Search code examples
c#quandl

Download Current WSJ.com Prime Rate


I need to automatically download the current Wall Street Journal Prime Rate and load the data into my database. What is the best method for downloading this data automatically?

I have come up with three possible solutions for doing this:

  1. Scrape a HTML web page from WSJ.
  2. Parse a RSS news feed from WSJ.
  3. Use some API that I haven't found from WSJ.

Regarding solution 1, although I don't like solution 1 since it could easily break, it's the only one that I have worked out from end to end. It appears I can scrape this page with a WebRequest / WebResponse and read the text in this code:

<tr>
<td style="text-align:left" class="colhead">&nbsp;</td>
<td class="colhead">Latest</td>
<td class="colhead">Wk ago</td>
<td class="colhead">High</td>
<td class="colhead">Low</td>
</tr>
<tr>
<td class="text">U.S.</td>
<td style="font-weight:bold;" class="num">3.25</td>
<td class="num">3.25</td>
<td class="num">3.25</td>
<td class="num" style="border-right:0px">3.25</td>
</tr>

Regarding solution 2, although I can implement a RSS reader solution, I don't see a way to reliably anticipate verbiage for changes in the Prime Rate. Therefore, I don't think this is as safe or reliable a way to get the data as solution 1.
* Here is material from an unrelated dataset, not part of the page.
PR #497, opened 2015-09-24
Fix grub2-mkimage on PowerPC

k0da:


schaefi:
Wohoo, great fix :) thanks much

Regarding solution 3, I haven't found any published API's for checking money rates like the Prime Rate. If anyone knows of a web service or other API for checking money rates, then please let me know.


Solution

  • I implemented the following code to scrape the HTML and process the results:

    SSIS Package C# Script Task

    public void Main()
        {
            // Post the web page.
            try
            {
                // Set variables.
                bool fireAgain = true;
                Uri WebPageURI = new Uri("http://online.wsj.com/mdc/public/page/2_3020-moneyrate.html");
    
                // Post the web page.
                WebRequest request = WebRequest.Create(WebPageURI);
                request.Timeout = (1000 * 60 * 60);
                request.Method = "POST";
                WebResponse response = request.GetResponse();
                StreamReader reader = new StreamReader(response.GetResponseStream());
                string Output = reader.ReadToEnd();
    
                Dts.Variables["wall_street_journal_str"].Value = Output;
                Dts.Events.FireInformation(0, "WebRequest:", WebPageURI.ToString(), "", 0, ref fireAgain);
                Dts.Events.FireInformation(0, "WebResponse:", Output, "", 0, ref fireAgain);
            }
            catch (WebException ex)
            {
                Dts.Events.FireError(0, "Error:", ex.Message, "", 0);
            }
    
    
            // Return success.
            Dts.TaskResult = (int)ScriptResults.Success;
        }
    

    Stored Procedure Called by an Execute SQL Task

    SET @WALL_STREET_JOURNAL_HTML = SUBSTRING(@WALL_STREET_JOURNAL_HTML, CHARINDEX('Prime rates', @WALL_STREET_JOURNAL_HTML, 1), CHARINDEX('Canada', @WALL_STREET_JOURNAL_HTML, CHARINDEX('Prime rates', @WALL_STREET_JOURNAL_HTML, 1)) - CHARINDEX('Prime rates', @WALL_STREET_JOURNAL_HTML, 1))
        SELECT @RATE_CHANGE_DATE = CONVERT(DATE, RTRIM(LTRIM(SUBSTRING(@WALL_STREET_JOURNAL_HTML, CHARINDEX('[', @WALL_STREET_JOURNAL_HTML, 1) + 23, CHARINDEX(']', @WALL_STREET_JOURNAL_HTML, 1) - CHARINDEX('[', @WALL_STREET_JOURNAL_HTML, 1) - 23))))
            , @RATE = CONVERT(NUMERIC(8, 2), SUBSTRING(@WALL_STREET_JOURNAL_HTML, CHARINDEX('class="num">', @WALL_STREET_JOURNAL_HTML, CHARINDEX('U.S.</td>', @WALL_STREET_JOURNAL_HTML, 1)) + 12, CHARINDEX('<', @WALL_STREET_JOURNAL_HTML, CHARINDEX('class="num">', @WALL_STREET_JOURNAL_HTML, CHARINDEX('U.S.</td>', @WALL_STREET_JOURNAL_HTML, 1))) - CHARINDEX('class="num">', @WALL_STREET_JOURNAL_HTML, CHARINDEX('U.S.</td>', @WALL_STREET_JOURNAL_HTML, 1)) -12))
    

    Ugly code, but it serves the purpose. There are also several validation rules that run to verify the data is correct, but this is the core of what I used to scrape the value.